### PROVIDED MATERIAL
________________________________________

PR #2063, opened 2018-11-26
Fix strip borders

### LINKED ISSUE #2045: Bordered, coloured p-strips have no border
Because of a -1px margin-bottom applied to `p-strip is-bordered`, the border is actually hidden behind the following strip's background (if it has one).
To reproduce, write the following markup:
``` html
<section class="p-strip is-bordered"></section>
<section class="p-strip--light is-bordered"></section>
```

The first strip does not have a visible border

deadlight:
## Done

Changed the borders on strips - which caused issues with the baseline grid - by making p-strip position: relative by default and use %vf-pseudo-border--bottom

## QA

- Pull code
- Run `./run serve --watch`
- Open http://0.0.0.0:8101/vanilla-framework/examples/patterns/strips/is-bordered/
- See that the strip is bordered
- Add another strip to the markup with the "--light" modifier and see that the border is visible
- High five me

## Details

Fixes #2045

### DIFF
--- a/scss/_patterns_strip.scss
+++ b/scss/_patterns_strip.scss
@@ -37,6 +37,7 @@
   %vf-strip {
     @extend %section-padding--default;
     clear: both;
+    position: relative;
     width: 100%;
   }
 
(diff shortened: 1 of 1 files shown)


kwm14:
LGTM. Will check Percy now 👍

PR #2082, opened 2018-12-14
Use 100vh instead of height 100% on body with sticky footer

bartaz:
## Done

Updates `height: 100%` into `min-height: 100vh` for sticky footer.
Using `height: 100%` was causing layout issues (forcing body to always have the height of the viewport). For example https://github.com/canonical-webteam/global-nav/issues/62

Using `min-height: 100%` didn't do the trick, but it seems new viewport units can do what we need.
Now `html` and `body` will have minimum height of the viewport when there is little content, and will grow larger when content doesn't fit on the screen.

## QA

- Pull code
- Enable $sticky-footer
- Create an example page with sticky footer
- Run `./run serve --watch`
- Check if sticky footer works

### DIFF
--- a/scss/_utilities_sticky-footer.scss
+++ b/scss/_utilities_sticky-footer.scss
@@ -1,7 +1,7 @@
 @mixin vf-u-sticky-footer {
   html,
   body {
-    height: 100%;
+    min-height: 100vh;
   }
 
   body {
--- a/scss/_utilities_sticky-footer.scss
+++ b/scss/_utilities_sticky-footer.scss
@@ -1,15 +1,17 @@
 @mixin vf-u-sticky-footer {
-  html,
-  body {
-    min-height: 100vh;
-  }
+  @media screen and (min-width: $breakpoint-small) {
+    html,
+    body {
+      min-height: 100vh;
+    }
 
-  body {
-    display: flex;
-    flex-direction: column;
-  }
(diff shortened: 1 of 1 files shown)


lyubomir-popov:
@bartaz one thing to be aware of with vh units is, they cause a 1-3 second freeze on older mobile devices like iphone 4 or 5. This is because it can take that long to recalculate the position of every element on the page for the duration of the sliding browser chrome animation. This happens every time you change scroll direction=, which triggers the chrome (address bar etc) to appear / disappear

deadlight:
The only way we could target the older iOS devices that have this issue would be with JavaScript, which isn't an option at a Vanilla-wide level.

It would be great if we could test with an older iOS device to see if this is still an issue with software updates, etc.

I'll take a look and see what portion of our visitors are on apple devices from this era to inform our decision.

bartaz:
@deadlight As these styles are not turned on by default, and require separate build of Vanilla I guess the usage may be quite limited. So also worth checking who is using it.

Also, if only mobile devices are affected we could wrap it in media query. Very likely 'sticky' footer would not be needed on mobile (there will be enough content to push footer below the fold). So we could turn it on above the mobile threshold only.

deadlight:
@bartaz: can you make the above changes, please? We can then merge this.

________________________________________

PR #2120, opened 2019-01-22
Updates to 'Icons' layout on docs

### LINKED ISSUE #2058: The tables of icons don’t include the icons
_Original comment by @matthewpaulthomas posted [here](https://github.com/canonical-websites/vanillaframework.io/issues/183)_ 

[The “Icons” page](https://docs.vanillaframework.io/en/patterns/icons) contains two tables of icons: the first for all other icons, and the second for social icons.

________________________________________

Retype word for word everything in the listing above from the line that holds "PR #2120, opened 2019-01-22" down to the line that holds "comment by @matthewpaulthomas". Keep both end lines and leave out the rest.

### ANSWER
PR #2120, opened 2019-01-22
Updates to 'Icons' layout on docs

### LINKED ISSUE #2058: The tables of icons don’t include the icons
_Original comment by @matthewpaulthomas posted [here](https://github.com/canonical-websites/vanillaframework.io/issues/183)_ 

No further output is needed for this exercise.